In the numerous discussions in the public press about privatizing Social Security
there is one issue that has not received nearly the attention it deserves. The
issue is the speciousness of the Social Security "Trust Fund."
Many authors of papers in the Cato Series on Social Security Privatization
1 clearly understand this issue, and
several of these authors allocate some attention to it. But in the popular press
there is scarcely any recognition that the trust fund is specious. The typical
popular analysis of Social Security in general, and privatization in particular,
is misleading, and sometimes incorrect, because it misuses the concept of a
trust fund. Indeed, some of the statements on privatization by politicians seem
intentionally misleading.
The editor of The Wall Street Journal, Robert L. Bartley 2,
sought to disabuse the public of the politicians' highly misleading use of the
term "trust fund" when assessing the financial viability of Social Security.

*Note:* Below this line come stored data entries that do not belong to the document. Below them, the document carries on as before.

PR #4712, opened 2023-01-11
Create a hook to calculate the tx fee using given parameters

### LINKED ISSUE #4632: Adapt fee computation for all transactions

### LINKED ISSUE #4716: Create a hook to calculate the tx fee using given parameters
### Description

We should be able to calculate transaction fees using on the following formula:
```
minimum fee + command fee + tie breaker
```
The fee also includes values such as
 - Account initialization fee
 - Cross chain initialization fee

A desired response should include the total fee and the components creating it:
```
[
 { value: 523000, type: 'total' },
 { value: 123000, type: 'minFee' },
 { value:  500000, type: 'commandFee'}
]
```

**Minimum fee**
We calculate the minimum fee based on the transaction size. 

**Command fee**
We fetch this value from Lisk Service. This value is defined by the blockchain application developer.

**Tie breaker**
This is also a value to fetched. This value takes the transaction pool status into account.

### Acceptance Criteria
- Create a hook to calculate the minimum fee using `computeMinFee` function from Lisk Elements.
- Use correct transaction schema for calculation of minimum fee.
- The response should be in the explained form.
- Secure the logic using unit tests.

reyraa:
### What was the problem?

Partially resolves #4716

### How was it solved?

- [x] Create a utility function to calculate fee for a given transaction, account and priority options.
- [x] Create a utility to extract corresponding schema.
- [x] Create a useTransactionFee hook to calculate fees and return total + components

### What is not included
- Retrieve and include command fee in useTransactionFee
- Enhance the hook to calculate values for
   - Minimum fee
   - Fee corresponding the selected priority
   - Fee corresponding maximum transferrable amount
- Create a hook to identify the status of recipient account (initialized?)
- Use above hook to calculate initialization fee and include it in the response (incorporate in total fee and add it to fee components)

### How was it tested?

Unit tests

### DIFF
--- a/src/modules/transaction/hooks/useTransactionFee/useTransactionFee.js
+++ b/src/modules/transaction/hooks/useTransactionFee/useTransactionFee.js
@@ -1,0 +1,38 @@
+import { useEffect, useState } from 'react';
+import { useCommandSchema } from '@network/hooks';
+import { useAuth } from '@auth/hooks/queries';
+import { computeFee, getParamsSchema } from './utils';
+/**
+ * 
+ * @param {object} data
+ * @param {boolean} data.isValid Whether the transaction is valid or not. TxComposer defines this
+ * @param {object} data.wallet The sender account info as returned by useDeprecatedAccount
+ * @param {object[]} data.priorities An array of object as { value: number, title: string, selected: boolean }
+ * @param {object} data.transaction Transaction object as Lisk Element expects without fee
+ * @returns {object} The fee object with a total value, and a component value as an array of fees
+ * that contribute in the total value
+ */
+export const useTransactionFee = ({
+  isValid,
+  wallet,
+  priorities,
+  transaction,
+}) => {
+  const [fee, setFee] = useState(0);
+  const { data: auth } = useAuth({ config: { params: { address: wallet?.summary?.address } } });
+  const { moduleCommandSchemas } = useCommandSchema();
+  const schema = getParamsSchema(transaction, moduleCommandSchemas);
+
+  useEffect(() => {
+    setFee(computeFee(transaction, schema, auth, priorities, isValid));
+  }, [
+    priorities,
+  ]);
+
+  return {
+    total: fee,
+    components: [
+      { current: fee },
+    ],
+  };
+};
--- a/src/modules/transaction/hooks/useTransactionFee/useTransactionFee.js
+++ b/src/modules/transaction/hooks/useTransactionFee/useTransactionFee.js
@@ -31,7 +31,9 @@ export const useTransactionFee = ({ isValid, senderAddress, priorities, transact
   );
 
   return {
+    /* istanbul ignore next */
     isLoading: isSchemaLoading || isLoading,
+    /* istanbul ignore next */
     isFetched: isSchemaFetched && isFetched,
     total: fee,
     components: [{ value: fee, type: 'bytesFee' }],
--- a/src/modules/transaction/hooks/useTransactionFee/useTransactionFee.js
+++ b/src/modules/transaction/hooks/useTransactionFee/useTransactionFee.js
@@ -1,18 +1,17 @@
 import { useMemo } from 'react';
 import { useCommandSchema } from '@network/hooks/useCommandsSchema';
 import { useAuth } from '@auth/hooks/queries/useAuth';
-import { computeTransactionFee, getParamsSchema } from './utils';
+import { computeTransactionMinFee, getParamsSchema } from './utils';
 /**
  *
  * @param {object} data
  * @param {boolean} data.isValid Whether the transaction is valid or not. TxComposer defines this
  * @param {object} data.wallet The sender account info as returned by useDeprecatedAccount
- * @param {object[]} data.priorities An array of object as { value: number, title: string, selected: boolean }
  * @param {object} data.transaction Transaction object as Lisk Element expects without fee
  * @returns {object} The fee object with a total value, and a component value as an array of fees
  * that contribute in the total value
  */
-export const useTransactionFee = ({ isValid, senderAddress, priorities, transaction }) => {
+export const useTransactionFee = ({ isValid, senderAddress, transaction }) => {
   const {
     data: auth,
     isLoading,
@@ -26,15 +25,13 @@ export const useTransactionFee = ({ isValid, senderAddress, priorities, transact
   const schema = getParamsSchema(transaction, moduleCommandSchemas);
 
   const fee = useMemo(
-    () => computeTransactionFee(transaction, schema, auth, priorities, isValid && !isSchemaLoading),
-    [transaction, schema, auth, priorities, isValid, isSchemaLoading]
+    () => computeTransactionMinFee(transaction, schema, auth, isValid && !isSchemaLoading),
+    [transaction, schema, auth, isValid, isSchemaLoading]
   );
 
   return {
-    /* istanbul ignore next */
-    isLoading: isSchemaLoading || isLoading,
-    /* istanbul ignore next */
-    isFetched: isSchemaFetched && isFetched,
+    isLoading: isSchemaLoading || /* istanbul ignore next */ isLoading,
+    isFetched: isSchemaFetched && /* istanbul ignore next */ isFetched,
     total: fee,
     components: [{ value: fee, type: 'bytesFee' }],
   };
--- a/src/modules/transaction/hooks/useTransactionFee/useTransactionFee.js
+++ b/src/modules/transaction/hooks/useTransactionFee/useTransactionFee.js
@@ -6,7 +6,7 @@ import { computeTransactionMinFee, getParamsSchema } from './utils';
  *
  * @param {object} data
  * @param {boolean} data.isValid Whether the transaction is valid or not. TxComposer defines this
- * @param {object} data.wallet The sender account info as returned by useDeprecatedAccount
+ * @param {string} data.senderAddress The sender address in Lisk 32 format
  * @param {object} data.transaction Transaction object as Lisk Element expects without fee
  * @returns {object} The fee object with a total value, and a component value as an array of fees
  * that contribute in the total value
--- a/src/modules/transaction/hooks/useTransactionFee/useTransactionFee.js
+++ b/src/modules/transaction/hooks/useTransactionFee/useTransactionFee.js
@@ -32,7 +32,7 @@ export const useTransactionFee = ({
   return {
     total: fee,
     components: [
-      { current: fee },
+      { value: fee, type: 'bytesFee' },
     ],
   };
 };
--- a/src/modules/transaction/hooks/useTransactionFee/useTransactionFee.js
+++ b/src/modules/transaction/hooks/useTransactionFee/useTransactionFee.js
@@ -1,9 +1,9 @@
-import { useEffect, useState } from 'react';
-import { useCommandSchema } from '@network/hooks';
-import { useAuth } from '@auth/hooks/queries';
-import { computeFee, getParamsSchema } from './utils';
+import { useMemo } from 'react';
+import { useCommandSchema } from '@network/hooks/useCommandsSchema';
+import { useAuth } from '@auth/hooks/queries/useAuth';
+import { computeTransactionFee, getParamsSchema } from './utils';
 /**
- * 
+ *
  * @param {object} data
  * @param {boolean} data.isValid Whether the transaction is valid or not. TxComposer defines this
  * @param {object} data.wallet The sender account info as returned by useDeprecatedAccount
@@ -12,27 +12,28 @@ import { computeFee, getParamsSchema } from './utils';
  * @returns {object} The fee object with a total value, and a component value as an array of fees
  * that contribute in the total value
  */
-export const useTransactionFee = ({
-  isValid,
-  wallet,
-  priorities,
-  transaction,
-}) => {
-  const [fee, setFee] = useState(0);
-  const { data: auth } = useAuth({ config: { params: { address: wallet?.summary?.address } } });
-  const { moduleCommandSchemas } = useCommandSchema();
+export const useTransactionFee = ({ isValid, senderAddress, priorities, transaction }) => {
+  const {
+    data: auth,
+    isLoading,
+    isFetched,
+  } = useAuth({ config: { params: { address: senderAddress } } });
+  const {
+    moduleCommandSchemas,
+    isLoading: isSchemaLoading,
+    isFetched: isSchemaFetched,
+  } = useCommandSchema();
   const schema = getParamsSchema(transaction, moduleCommandSchemas);
 
-  useEffect(() => {
-    setFee(computeFee(transaction, schema, auth, priorities, isValid));
-  }, [
-    priorities,
-  ]);
+  const fee = useMemo(
+    () => computeTransactionFee(transaction, schema, auth, priorities, isValid && !isSchemaLoading),
+    [transaction, schema, auth, priorities, isValid, isSchemaLoading]
+  );
 
   return {
+    isLoading: isSchemaLoading || isLoading,
+    isFetched: isSchemaFetched && isFetched,
     total: fee,
-    components: [
-      { value: fee, type: 'bytesFee' },
-    ],
+    components: [{ value: fee, type: 'bytesFee' }],
   };
 };
--- a/src/modules/transaction/hooks/useTransactionFee/useTransactionFee.js
+++ b/src/modules/transaction/hooks/useTransactionFee/useTransactionFee.js
@@ -29,6 +29,7 @@ export const useTransactionFee = ({ isValid, senderAddress, transaction }) => {
     [transaction, schema, auth, isValid, isSchemaLoading]
   );
 
+  // @todo Assert the returned value when all fee components are defined
   return {
     isLoading: isSchemaLoading || /* istanbul ignore next */ isLoading,
     isFetched: isSchemaFetched && /* istanbul ignore next */ isFetched,
--- a/src/modules/transaction/hooks/useTransactionFee/useTransactionFee.test.js
+++ b/src/modules/transaction/hooks/useTransactionFee/useTransactionFee.test.js
@@ -1,8 +1,18 @@
 import { renderHook } from '@testing-library/react-hooks';
 import wallets from '@tests/constants/wallets';
-import { mockAuth } from '@auth/__fixtures__';
-import { useAuth } from '@auth/hooks/queries';
+import { queryWrapper as wrapper } from 'src/utils/test/queryWrapper';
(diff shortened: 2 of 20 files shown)


src/modules/transaction/hooks/useTransactionFee/useTransactionFee.js
```diff
@@ -0,0 +1,38 @@
...
+  transaction,
+}) => {
+  const [fee, setFee] = useState(0);
+  const { data: auth } = useAuth({ config: { params: { address: wallet?.summary?.address } } });
+  const { moduleCommandSchemas } = useCommandSchema();
+  const schema = getParamsSchema(transaction, moduleCommandSchemas);
+
+  useEffect(() => {
+    setFee(computeFee(transaction, schema, auth, priorities, isValid));
+  }, [
```
oskarleonard: I dont think this is prettified?

oskarleonard (dismissed):

src/modules/transaction/hooks/useTransactionFee/useTransactionFee.js
reyraa: I most likely touch this line in my next PR. I'll make sure it's well prettified then.

src/modules/transaction/hooks/useTransactionFee/useTransactionFee.js
```diff
@@ -0,0 +1,38 @@
...
+ * @param {object} data.transaction Transaction object as Lisk Element expects without fee
+ * @returns {object} The fee object with a total value, and a component value as an array of fees
+ * that contribute in the total value
+ */
+export const useTransactionFee = ({
+  isValid,
+  wallet,
+  priorities,
+  transaction,
+}) => {
```
ManuGowda:
```
export const useCalculateTransactionFee = ({
  isValid, // Not required? as the calling function can avoid calling this hook and populate `0` fee?
  wallet, // No need to pass the whole object?
  priorities,
  transaction,
}) => {
```

Suggestion
```
export const useCalculateTransactionFee = ({
  walletAddress: string,
  priorities,
  transaction,
}) => {
```

src/modules/transaction/hooks/useTransactionFee/utils.js
```diff
@@ -0,0 +1,59 @@
...
+ * @param {object} paramsSchema transaction schema as retrieved from Service
+ * @param {object} auth the auth WS response data
+ * @param {array} priorities list of objects with value (number) and title (string), and selected (boolean)
+ * @param {boolean} isTxValid defines if the form was validated successfully
+ * @param {bigint} extraFee
+ *
+ * @returns {bigint} the transaction fee in Beddows
+ */
+export const computeFee = (transaction, paramsSchema, auth, priorities, isTxValid, extraFee = BigInt(0)) => {
+  if (!isTxValid) return ZERO_FEE;
```
ManuGowda:
```suggestion
export const computeTransactionFee = (transaction, paramsSchema, auth, priorities, isTxValid, extraCommandFee = BigInt(0)) => {
  if (!isTxValid) return ZERO_FEE;
```
- `computeTransactionFee` more verbose name to avoid confusion with `computeMinFee`
- `if (!isTxValid) return ZERO_FEE;` we can remove this logic and reduce the complexity of function to be more generic, the calling function can handle this logic, more the responsibilities are isolated the function will be more atomic and less scope to change in future.

src/modules/transaction/hooks/useTransactionFee/utils.js
```diff
@@ -0,0 +1,59 @@
...
+    {
+      numberOfSignatures,
+      numberOfEmptySignatures,
+    }
+  );
+
+  return minFee + BigInt(selectedPriority.value * transactionSize) + extraFee;
+};
+
+export const getParamsSchema = (transaction, schemas) => {
```
ManuGowda, line 43: maybe throw an error when schema is not found? this way the error can be handle properly?
e.g for a given modulecommand schema might not exists then it will fail at this step itself?

src/modules/transaction/hooks/useTransactionFee/useTransactionFee.js
```diff
@@ -0,0 +1,38 @@
...
+    priorities,
+  ]);
+
+  return {
+    total: fee,
+    components: [
+      { value: fee, type: 'bytesFee' },
+    ],
+  };
+};
```
soroushm: so useEffect dependcies is missing evrey single value inside the useEffect is a dependence other than var from global scope, there is no need for an setState witch is coused an extra re-render
```suggestion
const fees = usememo( () => {
const fee = computeFee(transaction, schema, auth, priorities, isValid);
return {
  totalFee: fee,
  fees: [{ fee, type: 'bytesFee' }],
}
, [transaction, schema, auth, priorities, isValid])
 return fees
```

src/modules/transaction/hooks/useTransactionFee/utils.js
```diff
@@ -0,0 +1,59 @@
...
+ * @returns {bigint} the transaction fee in Beddows
+ */
+export const computeFee = (transaction, paramsSchema, auth, priorities, isTxValid, extraFee = BigInt(0)) => {
+  if (!isTxValid) return ZERO_FEE;
+
+  const selectedPriority = priorities.find(item => item.selected);
+  const transactionSize = transactions.getBytes(transaction, paramsSchema).length;
+
+  const allocateEmptySignaturesWithEmptyBuffer = (signatureCount) =>
+    new Array(signatureCount).fill(Buffer.alloc(64));
```
ManuGowda: maybe define a constant for buffer length? e.g `const EMPTY_SIGNATURE_BUFFER_SIZE = 64`

src/modules/transaction/hooks/useTransactionFee/useTransactionFee.test.js
```diff
@@ -0,0 +1,83 @@
...
+    tokenId: bufferify('00000000'),
+    amount: BigInt('1000000'),
+    recipientAddress: bufferify(wallets.genesis.summary.address),
+    data: '',
+  },
+  signatures: [],
+};
+
+jest.mock('@auth/hooks/queries');
+jest.mock('@network/hooks', () => ({
```
soroushm: useAuth is already mocked with msw please avoid moc it on this way by the way if you need to please use Jest.spyOn then mock it, mock entier directory it will efect other test using this hook

ManuGowda: import moduleCommandSchemas from "@tests/constants/schemas";
const schema = moduleCommandSchemas["token:transfer"];
useCommandSchema: jest.fn(() => ({ schema})?

soroushm (changes requested):

src/modules/transaction/hooks/useTransactionFee/utils.test.js
```diff
@@ -0,0 +1,98 @@
...
+      signatures: [],
+    };
+    const schema = moduleCommandSchemas["auth:registerMultisignature"];
+    const auth = {
+      numberOfSignatures: 1,
+    };
+
+    it('Returns the calculated fee given transaction is valid', () => {
+      const priorities = defaultPriorities.map((item) => ({ ...item, selected: item.title === 'Low' }));
+      expect(computeFee(registerMultisignature, schema, auth, priorities, true)).toEqual(BigInt(275000));
```
ManuGowda: instead of hardcoding, we could snapshot these for all types of transaction so that in future when someone accidentally changes the logic the snapshot can capture?

also can you compute for all transactions? so that we can ensure the fee calculation is done correctly for all types of transaction?

ManuGowda: maybe this will help to compose transactions https://github.com/LiskHQ/lisk-sdk/blob/transaction_fixture/framework/tx/tx_samples.json

some idea:

create `unsigned_transaction.json` under fixture
read the JSON file and 

```
it('compute transaction fee', () => {
  const unsignedTransactions = `unsigned_transaction.json`
  unsignedTransactions.forEach(transaction => {
    compute
    expect with snapshot
  });
})
```

src/modules/transaction/hooks/useTransactionFee/utils.js
reyraa: Renamed it, but I rather keep the invalidity check to reduce unnecessary calculations.

src/modules/transaction/hooks/useTransactionFee/utils.js
reyraa: If a schema doesn't exist, the entire transaction signature will fail. I think this should be handled in the form Leven, not fee calculation. case the fee calculation is not the only consumer of it.

src/modules/transaction/hooks/useTransactionFee/utils.js
reyraa: Done

src/modules/transaction/hooks/useTransactionFee/utils.test.js
reyraa: TBH I never liked the snapshots. The fact that you can run with `-u` and not care how and why the snapshots were updated worries me. I'd rather bring the attention of the developer down to the test code line to at least see what they're about to change.
Though if you insist I can change it to snapshots

src/modules/transaction/hooks/useTransactionFee/useTransactionFee.test.js
reyraa: I went a whole different direction.

src/modules/transaction/hooks/useTransactionFee/utils.js
```diff
@@ -0,0 +1,67 @@
...
+ * @param {object} transaction transaction object in JSON format
+ * @param {object} paramsSchema transaction schema as retrieved from Service
+ * @param {object} auth the auth WS response data
+ * @param {array} priorities list of objects with value (number) and title (string), and selected (boolean)
+ * @param {boolean} isTxValid defines if the form was validated successfully
+ * @param {bigint} extraFee
+ *
+ * @returns {bigint} the transaction fee in Beddows
+ */
+export const computeTransactionFee = (
```
ManuGowda: @reyraa as discussed lets split this into three atomic hooks, which will be easy to understand and maintain

```
useComputeMinFee
useCommandFee
usePriorityAndTieBreakerFee
```

ManuGowda (changes requested):
one minor comment, please consider 🙏🏼

src/modules/transaction/hooks/useTransactionFee/utils.js
reyraa: I've removed the priority specific calculations and renamed the utility function not computeTransactionMinFee to represent the purpose. but I kept the hook name because I'm using it as the hook that populate all other fee types.

soroushm (dismissed):

src/modules/transaction/hooks/useTransactionFee/useTransactionFee.js
```diff
@@ -0,0 +1,38 @@
...
+import { useAuth } from '@auth/hooks/queries/useAuth';
+import { computeTransactionMinFee, getParamsSchema } from './utils';
+/**
+ *
+ * @param {object} data
+ * @param {boolean} data.isValid Whether the transaction is valid or not. TxComposer defines this
+ * @param {object} data.wallet The sender account info as returned by useDeprecatedAccount
+ * @param {object} data.transaction Transaction object as Lisk Element expects without fee
+ * @returns {object} The fee object with a total value, and a component value as an array of fees
+ * that contribute in the total value
```
ManuGowda: this is outdated 😅 the params are changed now

src/modules/transaction/hooks/useTransactionFee/useTransactionFee.test.js
```diff
@@ -0,0 +1,44 @@
...
+  it('Returns the calculated fee given transaction is valid', async () => {
+    renderHook(() => useTransactionFee({
+      isValid: true,
+      senderAddress: wallets.genesis.summary.address,
+      transaction,
+    }), { wrapper });
+
+    expect(useCommandSchema).toHaveBeenCalled();
+    expect(useAuth).toBeCalledWith({ config: { params: { address: wallets.genesis.summary.address } } });
+    expect(computeTransactionMinFee).toHaveBeenCalledTimes(1);
```
ManuGowda, line 42: The `useTransactionFee` returned values are not asserted?

src/modules/transaction/hooks/useTransactionFee/utils.js
```diff
@@ -0,0 +1,63 @@
...
+  transaction,
+  paramsSchema,
+  auth,
+  priorities,
+  isTxValid,
+) => {
+  if (!isTxValid || !paramsSchema || !auth || !priorities?.length) return ZERO_FEE;
+
+  const allocateEmptySignaturesWithEmptyBuffer = (signatureCount) =>
+    new Array(signatureCount).fill(Buffer.alloc(DEFAULT_SIGNATURE_BYTE_SIZE));
```
ManuGowda: We can eliminate this logic by passing the `options`? https://github.com/LiskHQ/lisk-sdk/blob/723817d2998270a6ea06d545d72adfca46a9d129/elements/lisk-transactions/src/fee.ts#L62

src/modules/transaction/hooks/useTransactionFee/useTransactionFee.js
reyraa: Yes, wallet is changed to address, updated it.

ManuGowda (dismissed):

src/modules/transaction/hooks/useTransactionFee/useTransactionFee.test.js
reyraa: Added a todo to handle this when the rest of the logic is implemented.

src/modules/transaction/hooks/useTransactionFee/utils.js
reyraa: We decided to delegate this to the consumer component

src/modules/transaction/hooks/useTransactionFee/useTransactionFee.js
```diff
@@ -0,0 +1,39 @@
...
+    data: auth,
+    isLoading,
+    isFetched,
+  } = useAuth({ config: { params: { address: senderAddress } } });
+  const {
+    moduleCommandSchemas,
+    isLoading: isSchemaLoading,
+    isFetched: isSchemaFetched,
+  } = useCommandSchema();
+  const schema = getParamsSchema(transaction, moduleCommandSchemas);
```
oskarleonard, line 25: Would be nice if we could use the same variable name in using functions/components. Makes easier when reading the code and following it to the function args of `computeTransactionMinFee ` 
`const paramsSchema = getParamsSchema(transaction, moduleCommandSchemas);`

src/modules/transaction/hooks/useTransactionFee/useTransactionFee.js
```diff
@@ -0,0 +1,39 @@
...
+ * @param {object} data.transaction Transaction object as Lisk Element expects without fee
+ * @returns {object} The fee object with a total value, and a component value as an array of fees
+ * that contribute in the total value
+ */
+export const useTransactionFee = ({ isValid, senderAddress, transaction }) => {
+  const {
+    data: auth,
+    isLoading,
+    isFetched,
+  } = useAuth({ config: { params: { address: senderAddress } } });
```
oskarleonard, line 19: Maybe we should add an enabled option for this hook and useCommandSchema, which checks for `isValid` ?

src/modules/transaction/hooks/useTransactionFee/useTransactionFee.js
```diff
@@ -0,0 +1,39 @@
...
+    () => computeTransactionMinFee(transaction, schema, auth, isValid && !isSchemaLoading),
+    [transaction, schema, auth, isValid, isSchemaLoading]
+  );
+
+  // @todo Assert the returned value when all fee components are defined
+  return {
+    isLoading: isSchemaLoading || /* istanbul ignore next */ isLoading,
+    isFetched: isSchemaFetched && /* istanbul ignore next */ isFetched,
+    total: fee,
+    components: [{ value: fee, type: 'bytesFee' }],
```
oskarleonard, line 37: How will this work?

```
const {components} = useTransactionFee(...);

return (<div>{components.map()}...
```
What i am wondering, do we really want this hook tightly coupled with components, feels like we are over abstracting it somehow 🤔

soroushm (approved):

oskarleonard (approved):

Mr. Bartley described Social Security as a "pay as you go" system, and then
explained how the continuing decrease in the ratio of workers to retirees will
soon jeopardize this system.
Perhaps the expression "transfer as we go" is a better description of Social
Security. Social Security simply transfers purchasing power from those now working
to those now retired. This will remain true in future years when the government
calls on future taxpayers to redeem bonds taken from the “trust fund” to cover
the shortfall between the social security taxes collected and the benefits paid
in those future years. There are no real capital assets to support the government
bonds now held in the Social Security "trust fund." These bonds are simply claims
against future taxpayers. [There is an exception here. To the extent that the
government creates infrastructure by investing the excess of social security
taxes collected over social security benefits paid, future taxpayers will be
more productive than they would otherwise be.]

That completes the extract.